Многое и многое не нравилось полешукам. Свирепый митрополит Полесский по-прежнему заставлял учиться старого и малого, проповедуя, что постижение новых знаний - залог выживания народа. Неграмотных давным-давно не осталось. Не очень нравилось и обязательная военная подготовка для мужчин с ежегодными учебными сборами зимой. Армии не было, но каждый военнообязанный держал в доме оружие и боеприпасы. Знал место сбора на случай мобилизации, свой взвод, роту, батальон. Попечителем военной академии был сам митрополит. Офицеры-выпускники сразу уходили в запас, но военное дело им не давали забывать ежегодные сборы и учения.
Военной угрозы не было ни с какой стороны, но всё же вахтовики на угольных копях пустынного Донбасса и Харьковского газового месторождения изредка сообщали о попытках грабительских налётов неизвестных всадников "кызылбашей" -- бородачей в красных фесках. Бороды они красили хной. Приходилось обучать военному делу горняков, чтобы каждая вахта могла в случае опасности превратиться в боевую группу быстрого развёртывания.
Полиции на Полесье как таковой не было, но суровый суд общин приговаривал к телесным наказаниям за малейшее нарушение общественного порядка, семейный скандал и тем более за пьянку с дракой. Все понимали, что угроза голода не ушла. Перегонять зерно, картошку или свеклу на самогонку - страшное преступление. Полешуки позволяли себе только бражку и самодельное пиво на праздничных столах.
9
В этом году в начале октября выпали погожие деньки без дождей и ветра с температурой за плюс двадцать в полдень. Настоящий подарок для сельскохозяйственных общин, где из-за недостатка сельхозтехники вечно не хватало рабочих рук, отчего часть урожая уходила под снег.
Совсем старенький и ссохшийся митрополит всего Полесья Пётр в подряснике и чёрном колпачке вместе с мироуладчиком самоуправляемых общин Полесского края Павлом стояли в парке на кованом мостике, перекинутым через декоративный пруд, и любовались радужными карпами и сине-красными вуалехвостыми толстолобиками, выловленными у наполовину затопленного ещё Чернобыля. Павел в чёрном костюме-тройке остался статным седым красавцем даже в преклонных летах. Рядом с ним митрополит в льняном подряснике казался древним старцем, хотя был его сверстником.
-- Петька, как другу тебе говорю: у нас тебя не любят. Особенно раздражает твой наказ всем учиться до шестидесяти лет и по телевидению распространять в первую очередь не развлекуху, а новшества вплоть до удобного устройства компостной ямы для органических удобрений. Мало развлечений и удовольствий для населения.

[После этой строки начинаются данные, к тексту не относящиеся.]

PR #824, opened 2026-04-24
Add setting to expand typography controls in the block inspector

### LINKED ISSUE #823: Setting to show all typography (and other) controls by default while authoring a theme
When building a theme with Create Block Theme, adjusting typography in the Site Editor or block inspector takes two steps per control: open the ToolsPanel ellipsis menu, enable the control, and then set the value. For theme authors iterating on typography across blocks and elements, this adds up.

## Background from the Gutenberg repo
The ToolsPanel pattern — controls hidden behind an ellipsis menu, shown by default only when a block's [`__experimentalDefaultControls`](https://github.com/WordPress/gutenberg/pull/34064) opts them in — was introduced deliberately. The design intent, expressed across several discussions, was to reduce sidebar clutter and surface only the most common controls for each block, keeping less-used ones one click away.
Requests to persist or expand which controls are shown have come up repeatedly:

- WordPress/gutenberg#41376 asked for the ellipsis-menu selection to be remembered as a user preference. It was closed in favor of #41544.
- WordPress/gutenberg#41544 narrows the ask to persisting a selection once made. Still open.
- WordPress/gutenberg#34257 captured early UX concerns about the panel's behavior.

The hesitations in those threads are consistent: a global "show everything" toggle risks undoing the progressive-disclosure design, and per-user persistence raises questions about scope (per block type? per session? synced across devices?). Progress has been slow as a result.

## Why this fits Create Block Theme
The use case here is narrower than anything raised upstream. It's not about changing defaults for end users or persisting preferences across the editor in general. It's for a theme author, actively building a theme, who needs every typography control visible while iterating — and then goes back to the default experience when the plugin is off.
That narrow scope sidesteps the upstream concerns:

- No impact on end users of the theme
- No impact on the editor outside theme-authoring work
- Nothing written to theme.json, block.json, or any exported file
- Reversible by toggling the setting or deactivating the plugin

## Proposal
Add a setting in Create Block Theme — e.g. "Show all typography controls by default" — that expands every typography control in the editor while the plugin is active. Implementation would likely be a filter on block type args overriding `__experimentalDefaultControls` for typography, registered only while the setting is on.

## Feedback welcome
All feedback is welcome — whether on the use case, the scope, the implementation approach, or whether this belongs in Create Block Theme at all. Some specific questions:

- Does the narrow, plugin-only scope feel right, or should this be broader (e.g. covering dimensions and border too)?
- Is "all on" the right default, or should it be a checklist of which typography controls to show?
- Would a visible indicator in the editor be helpful so theme authors know the expanded view is coming from the plugin?

_Claude helped with research and structure_

bph:
## Summary

Adds an opt-in **Editor preferences** panel in the Create Block Theme sidebar with a single toggle that expands every typography control in the block inspector by default, instead of hiding them behind the ToolsPanel ellipsis menu. Intended for theme authors iterating on typography.

Fixes #823.

## Why

Adjusting typography in the Site Editor takes two steps per control today: open the ellipsis menu, enable the control, then set the value. For theme authors iterating across many blocks and elements, this adds up. The issue has more context (#823), including the related upstream discussions in [gutenberg#41376](https://github.com/WordPress/gutenberg/issues/41376) and [gutenberg#41544.](https://github.com/WordPress/gutenberg/issues/41544)

The narrow scope here — plugin-only, reversible by toggling off or deactivating CBT.

**New files**
- `src/editor-enhancements/expand-typography-controls.js` — mapping table, pure `expandTypographyDefaults()`, and a `blocks.registerBlockType` filter that populates `__experimentalDefaultControls` based on the typography supports the block already declares.
- `src/editor-sidebar/editor-preferences-panel.js` — new panel with a single `CheckboxControl`. Toggle writes the preference, fires `createInfoNotice('Applying…')`, and reloads the editor.
- `src/test/expand-typography-controls.test.js` — 13 unit tests for the pure mapping function (null/undefined, each support key, `fontAppearance` merge, falsy filtering, full shape, key preservation) plus one mapping-table sanity check.

**Modified**
- `src/plugin-sidebar.js` — side-effect import of the filter at the top (so it registers before block registration), `cog` icon, menu item under `/editor-preferences`, new `NavigatorScreen`.
- `readme.txt` — one bullet under Description.

## Design decisions

- **Typography only for v1.** Defer spacing / border / dimensions to a follow-up based on feedback.
- **Reload on toggle.** `blocks.registerBlockType` only fires at registration time. Auto-reload matches the pattern already used.
- **CBT sidebar, not the core Preferences modal.** The preference scope is `create-block-theme`, same store as existing save-panel preferences. It really is only helpful while authoring a theme.
- **Site Editor only.** CBT's sidebar bundle is gated to `$pagenow === 'site-editor.php'` in `includes/class-create-block-theme-editor-tools.php:19`, so the filter doesn't load in the post editor. The help text notes this. Broader coverage (splitting the filter into its own unconditionally-enqueued script) is a plausible v2. 

## Mapping source

Verified against `gutenberg/packages/block-editor/src/components/global-styles/typography-panel.js` on `trunk`. `fontWeight` and `fontStyle` collapse into a single `fontAppearance` control. If the `__experimental*` keys rename in core, only `expand-typography-controls.js` needs to change.

## Open questions for reviewers

From issue #823:
1. **Typography-only v1, or broader?** (spacing, dimensions, border)
2. **Reload vs live apply.** We chose reload for the reasons above; open to reconsidering if reviewers feel strongly.
3. **Visible in-editor indicator** that expansion is active — helpful, or noise?
4. **Site Editor only.** Should this also work in the post editor? Would require splitting the filter module out of the \`site-editor.php\`-gated sidebar bundle.

## Test plan
- [x] Site Editor manual: toggle OFF baseline for Paragraph, Heading, Group, Cover, Quote
- [x] Site Editor manual: toggle ON → reload → all declared typography controls visible on the above
- [x] Third-party block: Jetpack Contact Form's Label block — all typography controls expanded, no crash, no invented controls
- [x] Toggle OFF → reload → controls revert
- [x] Deactivate CBT → default Gutenberg behavior returns
- [x] Preference persists across browser reloads and sessions

A Claude-assisted PR. 

## Here are a few visusal: 

Video:  

https://github.com/user-attachments/assets/3d1bd283-6f51-4e52-b31f-9d080de615ae

Screenshot 2026-04-24 at 11 17 09

Screenshot 2026-04-28 at 16 02 26

Screenshot 2026-04-24 at 11 17 48

### DIFF
--- a/readme.txt
+++ b/readme.txt
@@ -20,7 +20,7 @@ This plugin allows you to:
 - Create a new style variation
 - Export a theme
 - Save user changed templates and styles to the active theme
-- Expand all typography controls in the block inspector while authoring a theme (opt-in, under Editor preferences)
+- Expand the typography controls in the block inspector while authoring a theme (opt-in, under Editor preferences)
 
 All newly created themes or style variations will include changes made within the WordPress Editor.
 
--- a/readme.txt
+++ b/readme.txt
@@ -20,6 +20,7 @@ This plugin allows you to:
 - Create a new style variation
 - Export a theme
 - Save user changed templates and styles to the active theme
+- Expand all typography controls in the block inspector while authoring a theme (opt-in, under Editor preferences)
 
 All newly created themes or style variations will include changes made within the WordPress Editor.
 
--- a/src/editor-enhancements/expand-typography-controls.js
+++ b/src/editor-enhancements/expand-typography-controls.js
@@ -1,6 +1,7 @@
 /**
  * WordPress dependencies
  */
+// eslint-disable-next-line import/no-unresolved -- Provided as an external at build time via @wordpress/dependency-extraction-webpack-plugin.
 import { addFilter } from '@wordpress/hooks';
 import { select } from '@wordpress/data';
 import { store as preferencesStore } from '@wordpress/preferences';
--- a/src/editor-enhancements/expand-typography-controls.js
+++ b/src/editor-enhancements/expand-typography-controls.js
@@ -41,7 +41,10 @@ export function expandTypographyDefaults( typographySupport ) {
 	}
 	return {
 		...typographySupport,
-		__experimentalDefaultControls: defaults,
+		__experimentalDefaultControls: {
+			...( typographySupport.__experimentalDefaultControls ?? {} ),
+			...defaults,
+		},
 	};
 }
 
--- a/src/editor-enhancements/expand-typography-controls.js
+++ b/src/editor-enhancements/expand-typography-controls.js
@@ -1,0 +1,68 @@
+/**
+ * WordPress dependencies
+ */
+import { addFilter } from '@wordpress/hooks';
+import { select } from '@wordpress/data';
+import { store as preferencesStore } from '@wordpress/preferences';
+
+// Mapping verified against
+// gutenberg/packages/block-editor/src/components/global-styles/typography-panel.js
+// fontWeight and fontStyle collapse into the single "fontAppearance" control.
+export const TYPOGRAPHY_SUPPORT_TO_CONTROL = {
+	fontSize: 'fontSize',
+	lineHeight: 'lineHeight',
+	textAlign: 'textAlign',
+	textColumns: 'textColumns',
+	textIndent: 'textIndent',
+	__experimentalFontFamily: 'fontFamily',
+	__experimentalLetterSpacing: 'letterSpacing',
+	__experimentalTextDecoration: 'textDecoration',
+	__experimentalTextTransform: 'textTransform',
+	__experimentalWritingMode: 'writingMode',
+	__experimentalFontWeight: 'fontAppearance',
+	__experimentalFontStyle: 'fontAppearance',
+};
+
+export const PREFERENCE_SCOPE = 'create-block-theme';
+export const PREFERENCE_KEY = 'expandAllTypographyControls';
+
+export function expandTypographyDefaults( typographySupport ) {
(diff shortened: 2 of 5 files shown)


bph:
Switched the panel's outer wrapper from <PanelBody> to <Card size="small" isBorderless> + <CardBody> — the same pattern used by save-panel.js and     
  create-panel.js. This gives the checkbox the proper horizontal padding so it lines up with the "Editor preferences" header instead of sitting flush against the left edge.  

### Before 
Screenshot 2026-04-24 at 11 17 20

### After
Screenshot 2026-04-28 at 16 02 26

bph:
Also updated the handling of the reload to use prior method of alert box display on the top. 
Screenshot 2026-04-28 at 16 39 51

bph:
Note on the "Fit text" gap: only the Heading and Paragraph blocks declare `typography.fitText` support, and `FitTextControl` is registered as its own `ToolsPanelItem` outside `TypographyPanel` — it does not read `__experimentalDefaultControls`, so the existing mapping table cannot reach it. To keep the copy accurate I narrowed the label/help to refer to the typography panel rather than promising "all" controls (commit 7140ed3). Reaching Fit text would require a separate `editor.BlockEdit` filter that wraps Heading/Paragraph to inject `isShownByDefault`, which felt out of proportion for two blocks and one toggle — happy to add it as a follow-up if reviewers prefer.

mikachan (approved):
This looks good to me! Code changes look good. I think we can bring this in so we can test it out 🙌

-- Нашими удовольствиями нечистый питается.
-- Люди хотят видеть скоморохов, хотят почаще смеяться и дурачиться.
-- У нас не теократия, а я не папа римский, чтобы самодержавно править прихожанами. Не я определяю политику телевидения. Миром правят советы общин. Но тут я останусь безжалостным и жестоким -- без знаний мы вернёмся сначала в античный разврат, потом в каменный век и выродимся в матриархате вплоть до людоедства. Пляски полуголых девок на экране придумали американцы в Великую Депрессию, когда люди мёрли с голоду миллионами. Старались отучить их задумываться над причинами всех бед. И чтобы не догадались, что любой финансовый кризис -- верный способ опустошить карманы бедняков и превратить их в нищих. У нас, слава богу, все сыты, хоть и без роскошества.